Advanced Alcalase-Coated Clindamycin-Loaded Carbopol Nanogels for Removal of Persistent Bacterial Biofilms

Abstract

Formation of bacterial biofilms in chronic wounds poses a big challenge for effective treatments as their matrix of extracellular polymeric substances provides a protective barrier to surface-attached bacteria against antibiotics. Here, we demonstrate that by surface-functionalizing clindamycin-loaded nanogel particles with the cationic protease, Alcalase 2.4 L FG, a very effective agent for eradicating persistent bacterial biofilms and surpassing antibacterial resistance mechanisms can be developed. The antibiotic nanocarrier used in this study was an Alcalase-coated clindamycin-loaded acrylic copolymer nanogel. Due to the protease surface coating, the functionalized nanogel particles were able to break down the extracellular polymer matrix of biofilms of Gram-positive bacteria, electrostatically attach themselves onto the incorporated bacterial cells, and deliver the antibiotic directly onto their cell walls.

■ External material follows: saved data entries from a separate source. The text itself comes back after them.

Issue #164, opened 2015-02-02
Add predefined validation rules for common cases


vkostyukov:
The following list looks like a good start:

```scala
bePositive
beNegative
beLongerThan // for strings
beShorterThan // for string
beLessThan // for numbers
beGreaterThan // for number
```

vkostyukov:
Also it would be nice to allow users write simple rules on optional params:

```scala
val a = OptionalIntParam("a").should("be equal 100") { _ == 100 }
```

jenshalm:
Wouldn't it read better with lowercase: `should(beEven)`. I think it will be more lightweight to implement these rules with `val`s and `def`s, not with `object`s like the readers.

The convenience for optional values is already covered for reusable rules, through an implicit conversion. It would be nice to also cover it for inline rules, but I did not have a good idea yet. I think it would require at least an inline type annotation, to trigger the implicit conversion from `A => Boolean` to `Option[A] => Boolean`.

I don't have time to try this right now, but my gut feeling is you'd end up writing this:
```scala
val a = OptionalParam("a").as[Int].should("be equal 100") { i: Int => i == 100 }
```

vkostyukov:
Agreed. Lower case sounds good for me. I will update the issue description. Thanks!

jenshalm:
Is `beZero` a common use case? And `beEmpty` is a tricky one, people might expect it to work with `Option` and `Seq`. Maybe we can use structural typing here and allow it to be used with anything that has an `isEmpty` method?

vkostyukov:
I was thinking about adding `beEmpty` because of readers that allow empty strings. So, users would explicitly specify the requirement of not being empty. It's no longer actual for now, since we decided to handle it as separate ticket #171. But the idea of structural typing sounds cool! Do you think we can start with simple rules and then extend the set in the next releases?

Regarding the `beZero`. I was thinking of using it as `r shouldNot beZero`. I don't know, it's probably not as useful as I think, since we can use `bePositive` instead., which is the most common use case.

jenshalm:
I see. But yes, I think if you want to add `beEmpty`, using structural types might be more intuitive for the user. Structural typing is based on runtime reflection, so not insanely efficient, but for this little use case it's probably acceptable.

And yes, I think there are more use cases around `should bePositive` and `shouldNot beNegative`. I guess `shouldNot(beZero)` is only relevant for a mathematical app that allows to enter a divisor. :-)

vkostyukov:
[...]

PR #173, opened 2015-02-05
Deprecate APIs which are now supported in a more generic way or have been renamed

jenshalm:
This is the last of 5 PRs extracted from #162.

* Renamed `RequestReaderErrors` and `RequestReaderError` to `RequestErrors` and `RequestError`
* Deprecated `Required/OptionalArrayBody` in favour of `Required/OptionalBinaryBody`
* Rewrote the description below to capture all the discussions that happened in the meantime

## PR 5: Deprecate APIs which are now supported in a more generic way or have been renamed

The recent series of PRs has made the request package more feature-rich and consistent. This would be a great opportunity to deprecate some of the older APIs which are now covered in a more generic way.
This would help keeping the public API simple and minimal and avoid confusion caused by having multiple ways to do the same thing.

In particular this PR suggests the following deprecations:

* Deprecate all hard-coded readers that did type conversions to numbers and booleans in favour of the new `as[A]` method
  (e.g. deprecate `RequiredIntParam("foo")` in favour of `RequiredParam("foo").as[Int]`
* Deprecate `Required/OptionalArrayBody` in favour of `Required/OptionalBinaryBody`
* Deprecate `Required/OptionalStringBody` in favour of `Required/OptionalBody`
* Deprecate `ConstReader` and `EmptyReader` in favour of new factory methods `const`, `value` and `exception` in `RequestReader`

The above deprecations would introduce a grace period for everyone using those APIs. I think in particular for the heavily used `XxIntParam` readers it is nicer to give users some time. Seeing deprecation warnings that explicitly tell you what to use instead also makes it quite easy to modify your code base.

On top of the soft deprecations, this PR also introduces two breaking changes:

* Renamed `RequestReaderErrors` and `RequestReaderError` to `RequestErrors` and `RequestError` (but we have breaking changes in all other error types anyway)
* Removed `XxBody[A]` implementations in favour of `XxBody.as[A]`. Deprecation would have been difficult here due to the name clash.

In general it would be nice to get feedback from people having a code base that uses these Finch APIs.

This PR also updates `docs.md` to use the new API instead of the deprecated one.

Each of the recent PRs added some documentation for the new features, but I feel like I ruined the structure in the process as it makes the docs quite patchy. If there is interest I'd volunteer to do a 6th PR for rewriting the section for the request package over the weekend. I'd open an issue first that describes my ideas for the new structure. The APIs in the request package are now quite simple and consistent and it would be nice if the docs would capture this. It would also be nice to have more of the sample code written in applicative style.

### DIFF
--- a/docs.md
+++ b/docs.md
@@ -123,8 +123,6 @@ transformations will be performed. Reader Monad is sort of famous abstraction th
 ### Query String Params
 
 The following readers are available in Finch:
-* `io.finch.request.EmptyReader` - throws an exception instead of reading
-* `io.finch.request.ConstReader` - fetches a const value from the request
 * `io.finch.request.RequiredParam` - fetches required params within specified type
 * `io.finch.request.OptionalParam` - fetches optional params within specified type
 * `io.finch.request.RequiredParams` - fetches required multi-value params into the list
@@ -136,7 +134,7 @@ case class User(name: String, age: Int, city: String)
 // Define a new request reader composed from provided out-of-the-box readers.
 val user: RequestReader[User] = for {
   name <- RequiredParam("name")
-  age <- RequiredIntParam("age")
+  age <- RequiredParam("age").as[Int]
   city <- OptionalParam("city")
 } yield User(name, age, city.getOrElse("Novosibirsk"))
 
@@ -155,12 +153,12 @@ val user: Json = service(req) handle {
 }
 ```
 
-Optional request readers such as `OptionalIntParam` are quite often used for fetching pagination details.
+Optional request readers such as `OptionalParam` are quite often used for fetching pagination details.
 
 ```scala
 val pagination: RequestReader[(Int, Int)] = for {
-  offset <- OptionalIntParam("offset")
-  limit <- OptionalIntParam("limit")
+  offset <- OptionalParam("offset").as[Int]
+  limit <- OptionalParam("limit").as[Int]
 } yield (offset.getOrElse(0), math.min(limit.getOrElse(50), 50))
 
 val service = new Service[HttpRequest, HttpResponse] {
@@ -171,15 +169,15 @@ val service = new Service[HttpRequest, HttpResponse] {
 ```
 
 #### A `io.finch.request.RequiredParam` reader makes sure that
-* param is presented in the request (otherwise it throws `ParamNoFound(param)` exception)
-* param is not empty (otherwise it throws `ValidationFailed(param, rule)` exception)
-* param may be converted to a requested type `RequiredIntParam`, `RequiredLongParam` or `RequiredBooleanParam`
-(otherwise it throws `ValidationFailed(param, rule)` exception).
+* param is present in the request (otherwise it throws `NotPresent` exception)
+* param is not empty (otherwise it throws `NotParsed` exception)
+* param may be converted to a requested type through calling `as[Int]`, `as[Float]`, etc.
+(otherwise it throws a `NotParsed` exception).
 
-#### An `io.finch.request.OptionalParam` returns
-* `Future[Some[A]]` if param is presented in the request and may be converted to a requested type `OptionalIntParam`,
-`OptionalLongParam` or `OptionalBooleanParam`
-* `Future.None` otherwise.
+#### An `io.finch.request.OptionalParam.as[A]` returns
+* `Future[Some[A]]` if param is present in the request and can be converted to the requested type
+* `Future.None` if the param is missing.
+* `NotParsed` exception if the param is present, but cannot be converted to the requested type
 
 
 ### Improved Error Handling with Applicative Syntax
@@ -192,7 +190,7 @@ case class User(name: String, age: Int, city: String)
 
 val user: RequestReader[User] = 
   (RequiredParam("name") ~
-  RequiredIntParam("age") ~
+  RequiredParam("age").as[Int] ~
   OptionalParam("city")) map {
     case name ~ age ~ city => 
       User(name, age, city.getOrElse("Novosibirsk"))
@@ -227,23 +225,23 @@ case class User(name: String, age: Int)
 // monadic syntax
 val adult: RequestReader[User] = for {
   name <- RequiredParam("name")
-  age <- RequiredIntParam("age").should("be greater than 18"){ _ > 18 }
+  age <- RequiredParam("age").as[Int].should("be greater than 18"){ _ > 18 }
 } yield User(name, age)
 
 // applicative syntax  
 val adult2: RequestReader[User] = 
   (RequiredParam("name") ~
-  RequiredIntParam("age").should("be greater than 18"){ _ > 18 }) map {
+  RequiredParam("age").as[Int].should("be greater than 18"){ _ > 18 }) map {
     case name ~ age => User(name, age)
 }
   
 // reusable validators
-val beNonNegative = ValidationRule[Int]("be non-negative") { _ >= 0 }
-def beSmallerThan(value: Int) = ValidationRule[Int](s"be smaller than $value") { _ < value }
+val bePositive = ValidationRule[Int]("be non-negative") { _ > 0 }
+def beLessThan(value: Int) = ValidationRule[Int](s"be less than $value") { _ < value }
   
 val child: RequestReader[User] = 
   (RequiredParam("name") ~
-  RequiredIntParam("age").should(beNonNegative and beSmallerThan(18))) map {
+  RequiredParam("age").as[Int].should(bePositive and beLessThan(18))) map {
     case name ~ age => User(name, age)
 }
 ```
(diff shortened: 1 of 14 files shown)


vkostyukov:
Thanks @jenshalm! Awesome writeup!

I think we should go with breaking the `XBody` API. The 0.5.0 release is already huge. I personally believe that it's on a right track to 1.0.0. So, in the upcoming releases we may just introduce new features and bug fixes. Thus, I think we should try to make this release solid and break the things. Although, I would also be happy to see a feedback from users.

I heavily used `ConstReader` in the very first Finch project, the project when Finch were born :) It's not a big deal, since it still on 0.1.0, but I think it's a great idea to have `const` and `empty` methods on companion object.

Jens, please go ahead with docs changes. Do you think by the way, we should split it to several files? It's actually was splitted some time ago but I decided to merge everything in order to make it easy for users to read.

jenshalm:
Ok, I'm fine with breaking body APIs, let's just wait if someone complains.

I'm also fine with beefing up the `RequestReader` companion object. I could do that in a separate PR. Do you agree with trying to align names with the `Future` companion object? That would give us `const`, `value`, `exception`. We could add `empty` as a hardcoded variant of `exception`, and maybe `async(Req => Future[A])`, as the `apply` we usually need/use is `Req => A`.

But nevertheless I'm curious about your use cases. Am I right you needed `ConstReader` mainly for `flatMap`, because that need would be gone then. And for `EmptyReader` I lack the phantasy what you'd do with it. :-) Do you have some short sample?

Will do an issue for docs changes tomorrow, and then the actual writing on the weekend.

jenshalm:
Regarding splitting files, that might make sense. I just don't know what kind of navigation GitHub pages offers out of the box. Ideally there'd be some fixed navigation that does not scroll with the content.

vkostyukov:
I'm fine with `Future`-like names. I think we can go with just `const` for now, since it's a base thing for everything else, including `value` and `exception`. What do you think?

The use case was pretty simple :) The answer is in the base class I used, i.e., `Select` that covers all the select-like request to sql db:

```scala
abstract class Select(
    in: RequestReader[Seq[Any]] = ConstReader(Seq.empty[Any]),
    out: RowReader[JSONObject],
    sql: String
  ) extends Service[OAuth2Request[OAuthUser], Seq[JSONObject]] {

    def apply(req: OAuth2Request[OAuthUser]) = Db { client =>
      for {
        params <- in(req)
        query <- client.prepare(sql)
        rep <- query.select(params :_*) { out(_) }
      } yield rep
    }
  }
```

So, if you don't have any query-string params but path params, for example `GET /users/:id`, you would end up:

```scala
case class GetUsers(userId: Long) extends Select(
  in = ConstReader(Seq(userId)),
  out = UserNotFound,
  sql = "select ..."
)
```

This worked pretty well for us, I had base classes for insert, etc.

jenshalm:
Not sure, just having `const` means you'd need to write `RequestReader(Return(5))` and know about `Try` API. I think `value` and `exception` would round it off. What do you think?

vkostyukov:
I was thinking about `const[A](f: Future[A]): RequestReader[A]`, so we can say: `const(1.toFuture)` or `const(UserNotFound.toFutureException)`. How does it sound?

jenshalm:
Ah, I misunderstood that, I thought you meant `const(t: Try[A])` like in Future companion. It'll work, but feels a bit cumbersome, I think I'd expect to have `value(1)` and `exception(UserNotFound)`. I'd mostly use `const` if I obtained a `Future` from somewhere else, not when I specify the result inline. I think a fully comprehensive companion would look more something like this:

```scala
apply(item: RequestItem)(f: Req => A)
async(item: RequestItem)(f: Req => Future[A])
const(value: Future[A], item: RequestItem = Multiple)
value(value: A, item: RequestItem = Multiple)
exception[A](exception: Throwable, item: RequestItem = Multiple)
```

Or do you have an implicit in scope per default for `A => Future[A]`?

All but one of them would be trivial one-line implementations, and give enough convenience for most use cases. Not sure about the name `async`, but since `RequestReader` is essentially a `Req => Future[A]` it feels a bit strange when there is no way to wrap such a function.

docs.md
```diff
@@ -173,13 +173,13 @@ val service = new Service[HttpRequest, HttpResponse] {
...
+(otherwise it throws a `NotParsed` exception).
 
-#### An `io.finch.request.OptionalParam` returns
-* `Future[Some[A]]` if param is presented in the request and may be converted to a requested type `OptionalIntParam`,
-`OptionalLongParam` or `OptionalBooleanParam`
-* `Future.None` otherwise.
+#### An `io.finch.request.OptionalParam.as[A]` returns
+* `Future[Some[A]]` if param is presented in the request and can be converted to the requested type
+* `Future.None` if the param is missing.
+* `NotParsed` exception if the param is presented, but cannot be converted to the requested type
```
BenWhitehead: Possible typo: should be `... exception if the param is present, but cannot be converted to the requested type`

vkostyukov:
Yeah. This looks great to me! Do you think we really need `async`? We can go with `embed`, since there is already `embedFlatMap`.

I posted a question about renaming/deprecating body on Gitter: https://gitter.im/finagle/finch. BTW, feel free to join the room and share your experience with others.

docs.md
```diff
@@ -243,7 +243,7 @@ def beSmallerThan(value: Int) = ValidationRule[Int](s"be smaller than $value") {
   
 val child: RequestReader[User] = 
   (RequiredParam("name") ~
-  RequiredIntParam("age").should(beNonNegative and beSmallerThan(18))) map {
+  RequiredParam("age").as[Int].should(beNonNegative and beSmallerThan(18))) map {
```
BenWhitehead: I think we should change `beSmallerThan` to `beLessThan` or `beLessThanOrEqualTo` so that we're consistent with the operator names these functions are representing.

docs.md
jenshalm: @vkostyukov is this a typo? I just picked that up from the existing docs, so I'm not sure.

vkostyukov: Yeah. Looks like a typo.

docs.md
jenshalm: Yes, `beLessThan` is also the proposed name for the predefined rule in #164. I'll change it.

jenshalm:
I'm undecided regarding `async`. It just feels a bit odd that `RequestReader` is a `Req => Future[A]`, but does not allow to easily wrap an existing function. Not sure about use cases. Maybe it might be useful when you want to deal with large request bodies in non-blocking fashion? `embed` would be a matching name, yes.

vkostyukov:
Yes. I think it's enough for now just to have `apply`, `const`, `value` and `exception`.

jenshalm:
Ok, will do this in a separate PR.

For this one, it looks like there are no complaints yet regarding a breaking change with `XxBody[A]`. You know your users better. :-) I'll just wait until you tell me that it's ok to make the change.

jenshalm:
Actually I think the factory methods do belong into this PR, as they are the replacements for the deprecated `ConstReader`. So I can add them here as well. I don't mind either way.

vkostyukov:
Let's go with renaming `Body`. Also, please go ahead with adding factory methods.

docs.md
BenWhitehead: Great

BenWhitehead:
Looks good, thanks for all the hard work @jenshalm

jenshalm:
Ok, I did the following changes:

* Applied all changes requested in comments
* Deprecated `XxStringBody` in favour of `XxBody`
* Removed `XxBody[A]` implementations
* Introduced factory methods `const`, `value` and `exception` in `RequestReader`
* Updated the description for the PR to reflect those changes

Ironically, for implementing the factory methods, I needed an `embed` method to avoid duplication. Since we did not want to add it now, I made it private. Should users ever ask for it, just make it public.

From my side, I think it is good to be merged now. Should you find something small, feel free to merge and fix it afterwards, as I'm afk now for 8hrs. It's sleeping time in London... :-)

vkostyukov:
Cool! But I can't really see new factory methods in the change. You've probably missed the `git add` phase, which also quite offen happens to me.

jenshalm:
The build failed with `java.io.IOException: Server returned HTTP response code: 403 for URL: http://cobertura.sourceforge.net/xml/coverage-04.dtd`

Looks like something outside of my control. 

Yes, I missed the git add, normally doesn't happen.

vkostyukov:
Thanks! Awesome job @jenshalm!

jenshalm:
One final thing before I forget: I deliberately left the use of the deprecated readers in the tests. Since the deprecated readers all delegate to the new ones, we test all of them. Changing the tests now will decrease coverage. We can change them when we remove the deprecated readers.

vkostyukov:
Right. Sounds good to me. Pretty good idea to test the deprecated readers now.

We tested the performance of this innovative nanotechnology approach on Staphylococcus aureus. The results showed an increase in biofilm mass reduction of both types of bacterial biofilms compared to treatment with free clindamycin and conventionally used antibacterial agents (cetrimide, benzalkonium chloride, povidone-iodine (PVP-I), and chloroxylenol). The developed dual functionalized antibiotic nanocarrier has proven its effectiveness in treating bacterial biofilms and can potentially find clinical applications for enhanced antibiotic treatments of diabetic foot and chronically infected surface wounds.